NATO Eyes New Role in Bosnia

But doubts emerge as member nations order large troop cutbacks

LIKE an officer with new orders tucked into his breast pocket, the North Atlantic Treaty Organization has a renewed determination as it prepares for its first high-profile mission in its new post-cold-war uniform: enforcement of a peace plan in Bosnia-Herzegovina.

Especially since the United States put its weight behind the Vance-Owen peace plan for Bosnia earlier this month and called for a NATO role in its eventual enforcement, the 16-nation organization appears to have forgotten its recent identity crisis.

"Those 40 years of dress rehearsals are finally paying off," says one NATO diplomat, acknowledging that the organization's success at this "particularly complicated peace-enforcing mission" could determine its future credibility. "It's something we have to get right."

Yet despite the Alliance's regained sense of purpose, alarms are sounding both inside NATO headquarters here and outside among security specialists over planned troop reductions by NATO member countries. Concern is growing that the soldiers will not be available to maintain basic defense and undertake the tasks like rapid intervention and peace enforcement the Alliance envisions in a destabilized, post-Soviet Europe.

At a Munich conference earlier this month, NATO Secretary-General Manfred Worner warned that "the current pace of conventional force reductions of the Alliance is having a severe impact on the composition and size of our main defense forces." He said the "Allies must make more effort if they ... are not to lose credibility."

Privately, NATO officials are even more direct, saying announced troop cuts will make a country like Belgium, whose defense minister plans to slash armed forces in half, or the Netherlands, which has announced a 43 percent troop reduction, less dependable partners.

German Chancellor Helmut Kohl sent chills through European security circles this month when he suggested Germany reduce its Army below the 370,000 minimum it had committed to when NATO ministers laid out the Alliance's broader stabilization role in December.

"Barely more than a month after the ministers meeting in December their plan is completely void," says Frric Bozo, European security specialist with the French Institute for International Relations in Paris.

"The Belgian, Dutch, and German [reduction plans] are posing serious questions about NATO's legitimacy as a security organization," Mr. Bozo.

Although NATO officials and diplomats say no concrete numbers have yet been determined for an eventual Bosnian peace force, observers say the Alliance has the 25,000-45,000 soldiers that a peace-enforcement force would require.

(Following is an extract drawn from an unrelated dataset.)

PR #1061, opened 2026-06-16
There is a pathology in how we handle restarts that can cause the final frame of a simulation to not be written out because of how we anchor I/O vs. restarts

JunoRavin:
Our trigger logic is that the trigger fires at the first step that overshoots the time at which the trigger occurs. When our simulations start at t=0, since all frames are integer divisors of t_end, this logic has no issue. If your time step is 0.003, you are writing data every 1.0 time units, the I/O will occur at time t=1.002, 2.001, ... and so on

But consider what happens at restart: now the t_curr at restart is whatever the *actual* time was when you wrote our data, which could be 1.002 or 2.001 (not 1.0 or 2.0).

But even then, at the upper reaches it would be a "cobbling together" that would become difficult beyond 40,000, says Michael Dewar, deputy director of the International Institute for Strategic Studies in London. "A lot would depend on the cooperation of the parties on the ground," he adds. "If the going got rough, that 40,000 wouldn't be enough."

The Alliance is also anticipating a call to enforce the United Nations no-fly zone over Bosnia. Though this assignment is not affected by the troop-reduction issue, it is still embroiled in controversy.

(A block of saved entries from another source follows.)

PR #1135, opened 2026-09-19
Workstation CI

Maxwell-Rosen:
I set up the workstation Jenkins build with codex. It suggested a few changes. It had difficulty with the MPI dependencies, probably because I'm in an immutable operating system.


manauref:
> I set up the workstation Jenkins build with codex. It suggested a few changes. It had difficulty with the MPI dependencies, probably because I'm in an immutable operating system.

Can you explain what you changed and why? or share the Entire ID to your conversation so I can see

Maxwell-Rosen:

The problem is that NATO's 18 AWACS aircraft, surveillance planes needed to enforce the flight ban, are commanded by a German general and a third of the crew are Germans. But Germany's Constitution prohibits the deployment of the German military outside the NATO area, and all efforts to amend the Constitution have failed.

Despite these complications, the prospect of being assigned a role in Bosnia by the UN has invigorated NATO.

For one thing, it would allow the Alliance to put its strategy of cooperation with the former Warsaw Pact countries to work. NATO officials anticipate that any peace-enforcement force it deploys will include soldiers from Eastern European countries.

"For political as well as operational reasons we will want to have troops not just from NATO but from elsewhere, like Russia and Ukraine," says a senior NATO diplomat. "That way it will be neutral, a true UN operation."

NATO's evolution toward a role serving the UN has led to an evolution by hesitant NATO member France toward closer cooperation with the Alliance.

ACKNOWLEDGING their country's shift, French observers say it was made possible by NATO's own willingness to "efface" its Atlantic (and US-dominated) identity.

"Once it is clear that an operation is a UN mandate, we say why not employ the resources of the Alliance?" says a senior official at the French Foreign Ministry. The only points at which the French would balk, he says, is "integrated planning, because we are not part of the integrated command," and putting French soldiers under an American general when few or no US soldiers are involved.

But even France has questions about how many troops it would have available to contribute to a force in Bosnia.

With nearly 10,000 French troops already under the UN's blue helmet, coming up with more troops could be difficult.

"The French will raise volunteers where they can find them, but they won't be from the same unit, which raises questions of effectiveness and preparedness," Mr. Dewar says.

Such difficulties are likely to leave France contemplating many of the same questions about conscriptive armies and troop levels that other European countries are asking.

NATO officials say it is not such questioning that worries them but the public sentiment that with the cold war over and Europe falling into recession, the military is a luxury that can no longer be afforded. "We realize that everyone wants the peace dividend," says one NATO diplomat, "but the new insecurities we're facing cannot be wished away."